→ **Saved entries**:
↓↓↓

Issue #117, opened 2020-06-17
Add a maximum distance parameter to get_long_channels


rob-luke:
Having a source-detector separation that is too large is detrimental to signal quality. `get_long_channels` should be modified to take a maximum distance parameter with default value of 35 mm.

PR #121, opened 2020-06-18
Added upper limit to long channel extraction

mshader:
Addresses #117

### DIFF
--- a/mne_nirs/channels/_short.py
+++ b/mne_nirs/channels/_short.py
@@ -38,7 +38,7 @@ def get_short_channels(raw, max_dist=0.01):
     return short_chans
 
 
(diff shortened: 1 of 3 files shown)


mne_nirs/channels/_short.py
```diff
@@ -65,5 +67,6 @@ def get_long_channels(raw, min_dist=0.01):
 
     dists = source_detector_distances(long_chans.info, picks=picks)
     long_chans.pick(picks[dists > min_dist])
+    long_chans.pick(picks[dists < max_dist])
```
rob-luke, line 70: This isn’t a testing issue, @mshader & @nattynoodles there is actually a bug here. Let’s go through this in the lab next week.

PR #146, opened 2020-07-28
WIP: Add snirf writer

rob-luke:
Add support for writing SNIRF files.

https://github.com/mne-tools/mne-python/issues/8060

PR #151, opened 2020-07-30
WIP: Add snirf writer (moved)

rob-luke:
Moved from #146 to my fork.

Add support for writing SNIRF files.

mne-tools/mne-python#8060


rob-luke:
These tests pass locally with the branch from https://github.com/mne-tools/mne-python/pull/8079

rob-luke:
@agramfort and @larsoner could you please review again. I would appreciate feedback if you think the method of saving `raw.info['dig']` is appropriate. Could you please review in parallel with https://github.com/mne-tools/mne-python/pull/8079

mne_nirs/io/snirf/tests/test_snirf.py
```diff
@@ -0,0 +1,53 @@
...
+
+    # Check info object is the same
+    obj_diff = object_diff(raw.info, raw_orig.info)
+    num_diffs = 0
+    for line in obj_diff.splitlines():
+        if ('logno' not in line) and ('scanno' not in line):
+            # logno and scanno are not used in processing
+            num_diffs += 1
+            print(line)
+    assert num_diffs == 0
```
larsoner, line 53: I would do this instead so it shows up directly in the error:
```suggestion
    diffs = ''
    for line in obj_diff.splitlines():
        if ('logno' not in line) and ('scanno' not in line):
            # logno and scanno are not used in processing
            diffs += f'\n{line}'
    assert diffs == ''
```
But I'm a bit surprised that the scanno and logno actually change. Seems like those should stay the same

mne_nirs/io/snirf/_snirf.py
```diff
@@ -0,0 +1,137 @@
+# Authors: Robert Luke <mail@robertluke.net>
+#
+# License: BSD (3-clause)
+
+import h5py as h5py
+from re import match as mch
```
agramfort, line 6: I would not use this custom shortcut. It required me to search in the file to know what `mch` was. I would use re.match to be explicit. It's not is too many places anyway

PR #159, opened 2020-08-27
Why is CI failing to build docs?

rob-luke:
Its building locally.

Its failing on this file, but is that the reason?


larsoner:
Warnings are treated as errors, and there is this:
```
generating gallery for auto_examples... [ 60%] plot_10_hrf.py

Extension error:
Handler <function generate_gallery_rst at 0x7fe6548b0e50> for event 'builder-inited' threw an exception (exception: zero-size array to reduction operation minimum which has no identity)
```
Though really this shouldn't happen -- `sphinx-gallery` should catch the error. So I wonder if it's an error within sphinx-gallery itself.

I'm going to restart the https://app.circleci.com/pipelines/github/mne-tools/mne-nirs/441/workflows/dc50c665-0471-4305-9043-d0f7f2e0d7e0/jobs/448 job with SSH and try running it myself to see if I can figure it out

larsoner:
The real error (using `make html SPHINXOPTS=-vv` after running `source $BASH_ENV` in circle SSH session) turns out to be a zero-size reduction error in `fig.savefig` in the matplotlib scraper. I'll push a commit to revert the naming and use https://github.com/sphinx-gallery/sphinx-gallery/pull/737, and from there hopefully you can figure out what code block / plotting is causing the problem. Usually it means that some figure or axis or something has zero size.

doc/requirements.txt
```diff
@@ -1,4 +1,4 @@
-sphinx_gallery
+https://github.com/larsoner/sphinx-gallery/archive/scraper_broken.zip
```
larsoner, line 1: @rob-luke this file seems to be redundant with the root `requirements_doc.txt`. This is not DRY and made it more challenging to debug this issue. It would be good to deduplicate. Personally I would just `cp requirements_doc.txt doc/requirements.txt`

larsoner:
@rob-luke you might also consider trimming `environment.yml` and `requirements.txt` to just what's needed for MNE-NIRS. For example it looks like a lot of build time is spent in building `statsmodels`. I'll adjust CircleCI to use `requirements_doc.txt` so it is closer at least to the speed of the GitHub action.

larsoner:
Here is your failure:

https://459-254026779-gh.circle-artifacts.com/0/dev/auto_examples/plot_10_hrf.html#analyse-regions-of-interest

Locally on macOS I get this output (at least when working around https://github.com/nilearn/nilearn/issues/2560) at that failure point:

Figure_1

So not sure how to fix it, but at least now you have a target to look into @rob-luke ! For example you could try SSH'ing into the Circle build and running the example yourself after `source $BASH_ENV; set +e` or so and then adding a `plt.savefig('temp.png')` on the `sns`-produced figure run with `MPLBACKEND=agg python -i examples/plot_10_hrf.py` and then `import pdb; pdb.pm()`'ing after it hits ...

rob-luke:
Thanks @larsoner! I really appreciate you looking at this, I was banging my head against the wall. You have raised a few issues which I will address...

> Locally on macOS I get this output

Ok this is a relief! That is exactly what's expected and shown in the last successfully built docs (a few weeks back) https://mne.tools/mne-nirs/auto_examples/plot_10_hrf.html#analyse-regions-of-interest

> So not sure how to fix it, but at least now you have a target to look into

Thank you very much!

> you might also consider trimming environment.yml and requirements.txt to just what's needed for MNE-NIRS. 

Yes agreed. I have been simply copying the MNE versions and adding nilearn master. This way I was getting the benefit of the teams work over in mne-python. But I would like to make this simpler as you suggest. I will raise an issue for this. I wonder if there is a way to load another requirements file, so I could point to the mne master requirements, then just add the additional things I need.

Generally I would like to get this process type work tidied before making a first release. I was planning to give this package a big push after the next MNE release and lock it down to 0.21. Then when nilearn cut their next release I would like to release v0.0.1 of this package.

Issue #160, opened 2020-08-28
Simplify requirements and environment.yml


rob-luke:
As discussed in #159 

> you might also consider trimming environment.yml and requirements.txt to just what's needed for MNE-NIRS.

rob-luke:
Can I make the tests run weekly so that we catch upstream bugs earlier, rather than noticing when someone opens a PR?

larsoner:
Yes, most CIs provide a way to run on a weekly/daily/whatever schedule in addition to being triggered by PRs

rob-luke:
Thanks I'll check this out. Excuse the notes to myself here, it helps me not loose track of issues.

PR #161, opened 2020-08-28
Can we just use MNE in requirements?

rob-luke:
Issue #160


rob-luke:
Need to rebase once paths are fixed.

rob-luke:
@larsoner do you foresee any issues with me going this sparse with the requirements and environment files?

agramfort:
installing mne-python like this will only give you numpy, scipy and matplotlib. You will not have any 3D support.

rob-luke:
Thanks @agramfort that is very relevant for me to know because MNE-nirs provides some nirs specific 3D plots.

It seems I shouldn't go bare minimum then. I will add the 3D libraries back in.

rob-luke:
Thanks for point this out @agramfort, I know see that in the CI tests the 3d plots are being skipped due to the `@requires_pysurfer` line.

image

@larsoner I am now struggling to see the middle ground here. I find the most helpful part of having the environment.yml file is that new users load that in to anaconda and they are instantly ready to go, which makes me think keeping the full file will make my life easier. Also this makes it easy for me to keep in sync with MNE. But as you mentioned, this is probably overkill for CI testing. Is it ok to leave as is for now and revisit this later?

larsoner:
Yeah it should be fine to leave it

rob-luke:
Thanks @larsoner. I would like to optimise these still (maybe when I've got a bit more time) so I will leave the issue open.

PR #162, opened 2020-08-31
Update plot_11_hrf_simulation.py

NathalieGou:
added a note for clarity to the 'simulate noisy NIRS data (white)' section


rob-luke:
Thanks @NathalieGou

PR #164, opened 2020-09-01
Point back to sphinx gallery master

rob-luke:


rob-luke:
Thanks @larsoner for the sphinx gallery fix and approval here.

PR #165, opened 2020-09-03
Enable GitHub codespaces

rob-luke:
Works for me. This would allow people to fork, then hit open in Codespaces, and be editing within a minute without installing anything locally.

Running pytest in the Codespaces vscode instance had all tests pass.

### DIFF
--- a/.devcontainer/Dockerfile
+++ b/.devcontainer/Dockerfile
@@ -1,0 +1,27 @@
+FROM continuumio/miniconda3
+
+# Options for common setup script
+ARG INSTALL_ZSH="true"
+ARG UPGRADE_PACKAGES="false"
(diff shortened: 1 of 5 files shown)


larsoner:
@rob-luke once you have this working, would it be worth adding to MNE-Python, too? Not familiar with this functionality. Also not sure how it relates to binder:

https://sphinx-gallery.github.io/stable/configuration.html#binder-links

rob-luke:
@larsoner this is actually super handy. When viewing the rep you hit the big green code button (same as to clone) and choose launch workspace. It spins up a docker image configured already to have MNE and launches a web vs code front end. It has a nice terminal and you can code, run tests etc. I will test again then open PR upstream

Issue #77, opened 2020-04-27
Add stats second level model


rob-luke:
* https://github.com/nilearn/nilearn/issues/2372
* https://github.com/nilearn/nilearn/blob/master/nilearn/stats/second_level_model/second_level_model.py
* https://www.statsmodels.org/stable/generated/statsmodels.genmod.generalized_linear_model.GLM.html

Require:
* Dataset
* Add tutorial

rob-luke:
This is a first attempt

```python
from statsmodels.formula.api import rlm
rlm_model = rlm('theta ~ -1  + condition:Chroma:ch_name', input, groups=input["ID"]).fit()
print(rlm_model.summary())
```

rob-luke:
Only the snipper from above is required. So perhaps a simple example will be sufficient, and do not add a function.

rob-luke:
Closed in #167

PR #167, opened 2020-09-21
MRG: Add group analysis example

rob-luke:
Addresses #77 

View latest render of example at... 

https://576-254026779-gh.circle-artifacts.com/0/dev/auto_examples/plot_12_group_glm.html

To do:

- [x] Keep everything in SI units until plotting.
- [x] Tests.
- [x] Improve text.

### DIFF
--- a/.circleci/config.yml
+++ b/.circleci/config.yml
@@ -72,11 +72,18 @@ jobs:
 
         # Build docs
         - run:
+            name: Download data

↑↑↑

→ **Directions**:
Go through the entries and return each line where the word "interest" occurs.

→ **Exercise output**:
https://459-254026779-gh.circle-artifacts.com/0/dev/auto_examples/plot_10_hrf.html#analyse-regions-of-interest
Ok this is a relief! That is exactly what's expected and shown in the last successfully built docs (a few weeks back) https://mne.tools/mne-nirs/auto_examples/plot_10_hrf.html#analyse-regions-of-interest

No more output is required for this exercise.